InPAS: An R/Bioconductor Package for Identifying Novel Polyadenylation Sites and Alternative Polyadenylation from Bulk RNA-seq Data.
Background: Alternative cleavage and polyadenylation (APA) is a crucial post-transcriptional gene regulation mechanism that regulates gene expression in eukaryotes by increasing the diversity and complexity of both the transcriptome and proteome. Despite the development of more than a dozen experimental methods over the last decade to identify and quantify APA events, widespread adoption of these methods has been limited by technical, financial, and time constraints. Consequently, APA remains poorly understood in most eukaryotes. However, RNA sequencing (RNA-seq) technology has revolutionized transcriptome profiling and recent studies have shown that RNA-seq data can be leveraged to identify and quantify APA events.

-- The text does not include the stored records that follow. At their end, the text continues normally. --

PR #3810, opened 2022-09-06
[cmake] Generate pkg-config .pc files

### LINKED ISSUE #3809: Installing harfbuzz with cmake does not install any pkg-config pc files
Hello!

I'm trying to package freetype along with harfbuzz, and I'm using cmake on linux (which is a centos7 docker image running under Ubuntu 22.04 WSL, which in turn is running under Windows 11; this info is probably not relevant)

Before the install, freetype (without harfbuzz) is already installed, and none of the other dependencies are installed.

I'm running
```
mkdir build && cd build

cmake .. -DCMAKE_INSTALL_PREFIX=/usr/local/ \
  -DCMAKE_INSTALL_LIBDIR=lib \
  -DCMAKE_BUILD_TYPE=Release \
  -DBUILD_SHARED_LIBS=true \
  -DHB_HAVE_FREETYPE=true 
make
make install
```

The install runs without any fail, and the second pass of freetype compilation (with harfbuzz support) also runs: but I don't have a `harfbuzz.pc` in `/usr/local/lib/pkgconfig` as I'd expect.

This means I can't call `pkg-config` with `freetype2` (which errors)
```
sh-4.2# pkg-config --cflags freetype2
Package harfbuzz was not found in the pkg-config search path.
Perhaps you should add the directory containing `harfbuzz.pc'
to the PKG_CONFIG_PATH environment variable
Package 'harfbuzz', required by 'FreeType 2', not found
```

I did a `find` for `harfbuzz.pc` and it's not installed on any directory on the container.
I know that the meson build system is recommended by harfbuzz now, but I thought this bug was still worth reporting

ankith26:
fixes #3809

### DIFF
--- a/CMakeLists.txt
+++ b/CMakeLists.txt
@@ -1,4 +1,4 @@
-cmake_minimum_required(VERSION 3.1)
+cmake_minimum_required(VERSION 3.12)
 project(harfbuzz)
 
 message(WARN "HarfBuzz has a Meson port and tries to migrate all the other build systems to it, please consider using it as we might remove our cmake port soon.")
@@ -107,12 +107,17 @@ if (${HAVE_STDBOOL_H})
   add_definitions(-DHAVE_STDBOOL_H)
 endif ()
 
+# These will be used while making pkg-config .pc files
+set(PC_REQUIRES_PRIV "")
+set(PC_LIBS_PRIV "")
+
 if (NOT MSVC)
   set(THREADS_PREFER_PTHREAD_FLAG ON)
   find_package(Threads)
   if (CMAKE_USE_PTHREADS_INIT)
     add_definitions("-DHAVE_PTHREAD")
     list(APPEND THIRD_PARTY_LIBS Threads::Threads)
+    list(APPEND PC_LIBS_PRIV -pthread)
   endif ()
 endif ()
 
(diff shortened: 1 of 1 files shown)


CMakeLists.txt
```diff
@@ -1,4 +1,4 @@
-cmake_minimum_required(VERSION 3.1)
+cmake_minimum_required(VERSION 3.12)
```
alerque, line 1: Is this bump *necessary* for the new functionality or just routine or because it's what you happened to test with?

ankith26: I'm using the latest CMake version (at the time of writing of this comment, 3.24.1)

Cmake 3.1 is rather old, and I suspect there are already many things in this file relying on 3.2+ features. I just bumped it up to 3.12 because I'm adding the usage of the list `REMOVE_DUPLICATES` feature (that was added in CMake 3.12)

But I could be wrong too, I've not tested this with 3.12, maybe this number would need further bumping

alerque: Thatks okay you you're adding usage of a feature you know what added in 3.12 then the bump makes sense. I just wanted to make sure it was *required*. Perhaps one would need an even newer version, but since you know this at *least* is the minimum then we're good. Thanks for answering.

PR #3811, opened 2022-09-07
meson: Fix freetype and icu dependency lookup

xclaesse:
It is wrong to search for a different name depending on the compiler. If anything, cmake name could be available on systems that uses GCC too. Meson >=0.60 can lookup multiple names at once and fallback to a subproject only if none of them are found on the system.


xclaesse:
CC @fanc999

tp-m:
Thanks @xclaesse 

This is needed to un-break meson subproject builds with recent harfbuzz versions in projects such as GStreamer/cairo/gtk fwiw.

fanc999:
> CC @fanc999

Hi,

Sorry, I was not aware of the subproject fallback items at that time.  Seems ok to me.

tp-m:
Thanks behdad!

PR #3816, opened 2022-09-15
Instantiate feature variations/featurelist/fvar 

qxliu76:
- For featurevariations, I added 2 more hash_maps in the plan:
1. retained feature variation record idx->set of retained condition idxes for this record
2. feature index->pointer to the variation for this feature

- For fvar, an axis old index->new index map is added
- tests generation script is updated because for harfbuzz instancing, we collect lookups after feature variations are applied, and then do glyph closure,etc. This seems generate a smaller glyph set compared to collecting lookups/glyph closure first. So the test script is updated to do instancing first and then subsetting with fonttools.

Still all changes support full instancing only.


src/hb-ot-layout-common.hh
```diff
@@ -3002,24 +3254,42 @@ struct FeatureVariations
     return (this+record.substitutions).find_substitute (feature_index);
   }
 
+  void collect_feature_substitutes_with_variations (hb_collect_feature_substitutes_with_var_context_t *c) const
```
garretrieger, line 3257: FYI the behaviour in fontTools maybe changing in the near future: https://github.com/fonttools/fonttools/issues/2737

Don't need to do anything here yet, but we may need to update this in the future.

src/hb-ot-layout-common.hh
```diff
@@ -2778,15 +2907,104 @@ struct ConditionSet
...
+    }
+
+    // all conditions met
+    if (num_kept_cond == 0) return 1;
+   
+    if (c->num_cond_to_record_map->has (num_kept_cond))
+    {
+      //check if condition_set is unique with variations
+      hb_set_t *record_set = c->num_cond_to_record_map->get (num_kept_cond);
+      for (unsigned record_idx : *record_set)
```
garretrieger, line 2950: This is potentially O(N^2) here's an alternate algorithm that should be  O(N) instead:
- Add a hash() and operator== method to ConditionSet
- Then you should be able to have a hb_hashmap<ConditionSet*, int> (note: the value isn't used so can be whatever type).
- In each call to keep_with_variations call has() on the map with a pointer to the current condition set.  Internally map will dereference the condition set pointer so if there's already an equivalent condition set it will return true. If true drop this condition set.
- If keeping the current set add it to the map.

See how "packed_map" in hb_serialize_context_t works, the idea is basically the same.

garretrieger (approved):

PR #3821, opened 2022-09-20
Map 'rlig' to AAT required-ligatures selector

jfkthame:


drott (approved):
LGTM, big thanks!

behdad:
Ah interesting. Looks like an omission. Thanks.

PR #3829, opened 2022-09-22
[subset] Allow table ordering on the face builder to be overriden.

garretrieger:


src/hb-face.cc
```diff
@@ -787,3 +802,35 @@ hb_face_builder_add_table (hb_face_t *face, hb_tag_t tag, hb_blob_t *blob)
   hb_blob_destroy (previous);
   return true;
 }
+
+/**
+ * hb_face_builder_sort_tables:
+ * @face: A face object created with hb_face_builder_create()
+ * @tags: Null terminated list of table tags.
```
behdad, line 809: Add the zero-terminated annotation (not the nullable) as well as mentioning HB_TAG_NONE instead -f Null:

https://github.com/harfbuzz/harfbuzz/blob/b70032eddadb5488514d60c54f6254834f3d750d/src/hb-ot-layout.cc#L1189

PR #392, opened 2025-03-04
Update Python versions for testing

MatthewHambley:
We were still testing with 3.7 and 3.8 which have gone end-of-line. We were also not testing with modern supported versions.

Also prevent duplicate jobs running for both pull request and push.


allynt (approved):
LGTM

PR #395, opened 2025-03-06
Unify display of compiler wrapper

hiker:
This PR is mostly a two liner (remove `__str__ `  for compiler_wrapper, plus changing the corresponding tests) - so that compiler and compiler wrapper now have the name following the same template.

But this PR shows one additional change that I did in the 'add shell tool' PR earlier: Matthew didn't like that we supported `bash`, `ksh` etc, and recommended to only support `sh` as tool (that was when he reviewed this branch when going into develop). So since this `add_shell_tool` branch is now ready to be re-reviewed by him to get merged into main, I have removed the support for other shells (I checked the shell tools we use ... `tau_f90.sh`, `nf-config` etc, they are all `sh` only). 

The other branches (i.e. the ones already merged into develop, but not main) have already all been updated - but this is the next PR to be merged into develop, so it shows this change.


source/fab/tools/psyclone.py
```diff
@@ -149,7 +149,7 @@ def process(self,
                 # New version: no API, parameter, but -o for output name:
                 parameters.extend(["-o", transformed_file])
             else:
-                # 2.5.0 or earlier: needs api nemo, output name is -opsy
+                # 2.5.0 or earlier: needs api nemo, output name is -oalg
```
jasonjunweilyu, line 152: typo: `-opsy` instead of `-oalg`.

jasonjunweilyu (changes requested):
Hi @hiker , only one small typo and then this PR is good to be merged into `develop`.

jasonjunweilyu (approved):
Thanks @hiker . This is ready to be merged into `develop`.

Results: To fully capitalize on the exponentially growing RNA-seq data, we developed InPAS (Identification of Novel alternative PolyAdenylation Sites), an R/Bioconductor package for accurate identification of novel and known cleavage and polyadenylation sites (CPSs), as well as quantification of APA from RNA-seq data of various experimental designs. Compared to other APA analysis tools, InPAS offers several important advantages, including the ability to detect both novel proximal and distal CPSs, to fine tune positions of CPSs using a naïve Bayes classifier based on flanking sequence features, and to identify APA events from RNA-seq data of complex experimental designs using linear models. We benchmarked the performance of InPAS and other leading tools using simulated and experimental RNA-seq data with matched 3'-end RNA-seq data. Our results reveal that InPAS frequently outperforms existing tools in terms of precision, sensitivity, and specificity. Furthermore, we demonstrate its scalability and versatility by applying it to large, diverse RNA-seq datasets.
Conclusions: InPAS is an efficient and robust tool for identifying and quantifying APA events using readily accessible conventional RNA-seq data. Its versatility opens doors to explore APA regulation across diverse eukaryotic systems with various experimental designs. We believe that InPAS will drive APA research forward, deepening our understanding of its role in regulating gene expression, and potentially leading to the discovery of biomarkers or therapeutics for diseases.